◆ **Input for this task**
PR #255, opened 2024-03-14
Setup KsatHorFrac

### LINKED ISSUE #228: Include KsatHorFrac estimation method from Awad Ali's MSc thesis
### Kind of request

Adding new functionality

### Enhancement Description

In his MSc thesis, Awad Ali tested Random Forest (RF) and Boosted Regression Trees (BRT) methods to estimate the KsatHorFrac parameter of wflow_sbm. The methods show good results and may be a first step to an alternative for the now uniform KsatHorFrac parameter (with value 100). Awad has already prepared two global maps (one based on RF and one based on the BRT algorithm), which can be found on the wflow P-drive (`hydromt_staging/kstathorfrac_thesis_awadali/`). Because he trained the RF and BRT models on the CAMELS-UK dataset in the UK, the method may not yet be working well in regions with different geology and soil types. But this is a point of further research at the moment.

I think the results are ready for usage in hydromt as an alternative option to the standard uniform KsatHorFrac derivation. In the additional context below, I've provide a function that we use to include one of the KsatHorFrac maps to update an existing wflow_sbm model. Let's see if we can include this in hydromt_wflow in such a way that we can do this up front through a function. Can you assist me in creating a hydromt function that can make use of other KsatHorFrac maps? I am not familiar enough with all functions and procedures in the current version of hydromt to directly open a PR myself, so let's first see where the function belongs and what it should look like. If we make it general enough, you can switch between the 'standard' derivation, the RF and BRT methods (or possibly something else in the future). I can imagine that we update the RF and BRT maps at some point based on future research, but that shouldn't change the hydromt functionality, I assume. 

### Use case

The KsatHorFrac parameter is currently derived as a uniform parameter with value 100, which has to be calibrated later on for improved model performance. Some sort of transfer function for this parameter would be ideal. With Awad's work, we have maps of gridded KsatHorFrac values that can be used in wflow_sbm. These values are based on a ML-based transfer functions between soilgrids data and the KsatHorFrac value. With the current global maps, we expect good results in regions with geology and soil types similar to the UK. For other regions, this has still to be tested.

### Additional Context

Below the function we use to update the wflow model with the new KSatHorFrac maps. The maps are stored at the soilgrids spatial resolution and are store as log10(KSatHorFrac). 

```python
import os
import numpy as np

import hydromt
from hydromt_wflow import WflowModel


# A function adjust_ksathorfrac is defined that takes in a model_folder path. 
# The function adjusts the KsatHorFrac parameter grid based on either a 
# random forest or boosted regression trees based global parameter map.
def adjust_ksathorfrac_and_toml_file(
    model_folder, 
    ksathorfrac_path=None, 
    pred_method=None,
    ):
    """
    Adjust the KsatHorFrac parameter grid with empirical relationship.

    Args:
        model_folder (str): The path to the wflow model.
        ksathorfrac_path (str): optional. the path to the .tif file with the global KsatHorFrac 
                                maps based on the random forest or boosted regression trees
                                methods. Standard set to None.
        pred_method (str): optional. 'RF' for Random Forest, and 'BRT' for Boosted Regression 
                                Trees. If None, the KsatHorFrac value will not be changed. 
                                Standard set to None.

    Returns:
        None.    
    """
    # Open the wflow model
    print(f"Reading wflow model at {model_folder}")
    mod = WflowModel(model_folder, config_fn="wflow_sbm.toml", mode="r+")
    
    # Change KsatHorFrac if requested
    if pred_method is not None:
        if pred_method == "RF" or pred_method == "BRT":
            var_name = pred_method + '_250_KsatHorFrac_global'
        
            # read (clipped by extent) KsatHorFrac with data_catalog.get_rasterdataset
            da_KsatHorFrac = mod.data_catalog.get_rasterdataset(
                data_like = ksathorfrac_path,
                geom = mod.staticgeoms['basins']
                )
            
            # tranform to a logarithmic scale
            da_KsatHorFrac.values = np.log10(da_KsatHorFrac.values)

            # resample KsatHorFrac with grid_from_rasterdataset
            resampled_KsatHorFrac = hydromt.workflows.grid.grid_from_rasterdataset(
                grid_like = mod.staticmaps['KsatHorFrac'],
                ds = da_KsatHorFrac,
                reproject_method = ['average'])
            
            # tranform back the log KsatHorFrac
            resampled_KsatHorFrac[var_name] = 10**resampled_KsatHorFrac[var_name]
            
            # fill missing values
            filled_KsatHorFrac = resampled_KsatHorFrac
            filled_KsatHorFrac[var_name] = filled_KsatHorFrac[var_name].interpolate_na(dim = 'lon', method='linear')

            # fill NA's around the boundary
            filled_KsatHorFrac[var_name] = filled_KsatHorFrac[var_name].interpolate_na(dim = 'lon', method='nearest', fill_value="extrapolate")

            # add and write to staticmap
            mod.set_staticmaps(filled_KsatHorFrac[var_name], 
                            name="KsatHorFrac_"+pred_method)

    # Edit model config
    setting_toml = {}
    if pred_method == "RF":
        setting_toml["input.lateral.subsurface.ksathorfrac"] = "KsatHorFrac_RF"
    elif pred_method == "BRT":
        setting_toml["input.lateral.subsurface.ksathorfrac"] = "KsatHorFrac_BRT"

    # Loop through each setting defined in setting_toml and update 
    # it in the model configuration
    for option in setting_toml:
        mod.set_config(option, setting_toml[option])

    #Write staticmaps and new TOML config
    if pred_method is not None:
        mod.write_staticmaps()
    mod.write_config(config_name="wflow_sbm_calibrated.toml")

    return None
```

dalmijn:
## Issue addressed
Fixes #228 

## Explanation
Raw implementation of the setup from #249 

## Checklist

No.

### DIFF
--- a/hydromt_wflow/wflow.py
+++ b/hydromt_wflow/wflow.py
@@ -1925,8 +1925,8 @@ or created by a third party/ individual.
         ksat_fn : str, optional
             The identifier of the KsatHorFrac dataset in the data catalog.
         variable : str | None, optional
-            The identifier of the method via which this version of the KsatHorFrac \
-dataset was created (as multiple can exist), by default None.
+            The variable name for the ksathorfrac map to use in ``ksat_fn`` in case \
+``ksat_fn`` contains several variables. By default None.
         resampling_method : str, optional
             The resampling method when up- or downscaled, by default "average"
         """
@@ -1943,13 +1943,12 @@ dataset was created (as multiple can exist), by default None.
         # Ensure its a DataArray
         if isinstance(dain, xr.Dataset):
             raise ValueError(
-                f"The ksathorfrac data should be \
-in a xarray.DataArray format; it's in a {type(dain).__name__} format. \
-This could indicate the absence of a correct 'variable' value."
+                "The ksathorfrac data contains several variables. \
+Select the variable to use for ksathorfrac using 'variable' argument."
             )
 
         # Create scaled ksathorfrac map
-        dsout = workflows.ksathorfrac(
+        daout = workflows.ksathorfrac(
             dain,
             ds_like=self.grid,
             resampling_method=resampling_method,
@@ -1966,7 +1965,7 @@ This could indicate the absence of a correct 'variable' value."
             lname += f"_{variable}"
 
         # Set the grid
-        self.set_grid(dsout, name=lname)  # TODO of course
+        self.set_grid(daout, name=lname)
         self.set_config("input.lateral.subsurface.ksathorfrac", lname)
 
     def setup_glaciers(self, glaciers_fn="rgi", min_area=1):
--- a/hydromt_wflow/wflow.py
+++ b/hydromt_wflow/wflow.py
@@ -1932,17 +1932,13 @@ dataset was created (as multiple can exist), by default None.
         """
         self.logger.info("Preparing KsatHorFrac parameter map.")
 
-        if isinstance(ksat_fn, str):
-            # Get the data from the catalog
-            dain = self.data_catalog.get_rasterdataset(
-                ksat_fn,
-                geom=self.region,
-                buffer=2,
-                variables=variable,
-                single_var_as_array=True,
-            )
-        else:
-            dain = ksat_fn.copy()
+        dain = self.data_catalog.get_rasterdataset(
+            ksat_fn,
+            geom=self.region,
+            buffer=2,
+            variables=variable,
+            single_var_as_array=True,
+        )
 
         # Ensure its a DataArray
         if isinstance(dain, xr.Dataset):
@@ -1959,9 +1955,19 @@ This could indicate the absence of a correct 'variable' value."
             resampling_method=resampling_method,
         )
 
+        # Set the output variable name
+        if not isinstance(ksat_fn, str):
+            bname = ksat_fn.name if ksat_fn.name is not None else "KsatHorFrac"
+        else:
+            bname = ksat_fn  # base name of the outgoing layer name
+
+        lname = bname
+        if variable is not None:
+            lname += f"_{variable}"
+
         # Set the grid
-        self.set_grid(dsout)  # TODO of course
-        self.set_config("input.lateral.subsurface.ksathorfrac", "KsatHorFrac")
+        self.set_grid(dsout, name=lname)  # TODO of course
+        self.set_config("input.lateral.subsurface.ksathorfrac", lname)
 
     def setup_glaciers(self, glaciers_fn="rgi", min_area=1):
         """
--- a/hydromt_wflow/wflow.py
+++ b/hydromt_wflow/wflow.py
@@ -1908,6 +1908,61 @@ a map for each of the wflow_sbm soil layers (n in total)
         # Update the toml file
         self.set_config("model.thicknesslayers", wflow_thicknesslayers)
 
+    def setup_ksathorfrac(
+        self,
+        ksat_fn: Union[str, xr.DataArray],
+        variable: str | None = None,
+        resampling_method: str = "average",
+    ):
+        """Set KsatHorFrac parameter values from a predetermined map.
+
+        This predetermined map contains (preferably) 'calibrated' values of \
+the KsatHorFrac parameter. This map is either selected from the wflow Deltares data \
+or created by a third party/ individual.
+
+        Parameters
+        ----------
+        ksat_fn : str, optional
+            The identifier of the KsatHorFrac dataset in the data catalog.
+        variable : str | None, optional
+            The identifier of the method via which this version of the KsatHorFrac \
+dataset was created (as multiple can exist), by default None.
+        resampling_method : str, optional
+            The resampling method when up- or downscaled, by default "average"
+        """
+        self.logger.info("Preparing KsatHorFrac parameter map.")
+
+        if isinstance(ksat_fn, str):
+            # Get the data from the catalog
+            dain = self.data_catalog.get_rasterdataset(
+                ksat_fn,
+                geom=self.region,
+                buffer=2,
+                variables=variable,
+                single_var_as_array=True,
+            )
+        else:
+            dain = ksat_fn.copy()
+
+        # Ensure its a DataArray
+        if isinstance(dain, xr.Dataset):
+            raise ValueError(
+                f"The ksathorfrac data should be \
+in a xarray.DataArray format; it's in a {type(dain).__name__} format. \
+This could indicate the absence of a correct 'variable' value."
+            )
+
+        # Create scaled ksathorfrac map
+        dsout = workflows.ksathorfrac(
+            dain,
+            ds_like=self.grid,
+            resampling_method=resampling_method,
+        )
+
+        # Set the grid
+        self.set_grid(dsout)  # TODO of course
+        self.set_config("input.lateral.subsurface.ksathorfrac", "KsatHorFrac")
+
     def setup_glaciers(self, glaciers_fn="rgi", min_area=1):
         """
         Generate maps of glacier areas, area fraction and volume fraction.
--- a/hydromt_wflow/workflows/soilparams.py
+++ b/hydromt_wflow/workflows/soilparams.py
@@ -1,0 +1,53 @@
+"""Functions for individual soil parameters."""
+
+import numpy as np
+import xarray as xr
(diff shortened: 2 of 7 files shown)


hydromt_wflow/wflow.py
```diff
@@ -1908,6 +1908,61 @@ def setup_soilmaps(
...
+            # Get the data from the catalog
+            dain = self.data_catalog.get_rasterdataset(
+                ksat_fn,
+                geom=self.region,
+                buffer=2,
+                variables=variable,
+                single_var_as_array=True,
+            )
+        else:
+            dain = ksat_fn.copy()
```
hboisgon, line 1945:
```suggestion
```
Not needed, if a xr.DataArray is passed, get_rasterdataset takes that into account and can still do things like slicing for example.

hydromt_wflow/wflow.py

◆ **What you should do**
Set down the lines above as they stand, starting with the first line and ending with the line that contains "In his MSc thesis, Awad".

◆ **Output of the task**
PR #255, opened 2024-03-14
Setup KsatHorFrac

### LINKED ISSUE #228: Include KsatHorFrac estimation method from Awad Ali's MSc thesis
### Kind of request

Adding new functionality

### Enhancement Description

In his MSc thesis, Awad Ali tested Random Forest (RF) and Boosted Regression Trees (BRT) methods to estimate the KsatHorFrac parameter of wflow_sbm. The methods show good results and may be a first step to an alternative for the now uniform KsatHorFrac parameter (with value 100). Awad has already prepared two global maps (one based on RF and one based on the BRT algorithm), which can be found on the wflow P-drive (`hydromt_staging/kstathorfrac_thesis_awadali/`). Because he trained the RF and BRT models on the CAMELS-UK dataset in the UK, the method may not yet be working well in regions with different geology and soil types. But this is a point of further research at the moment.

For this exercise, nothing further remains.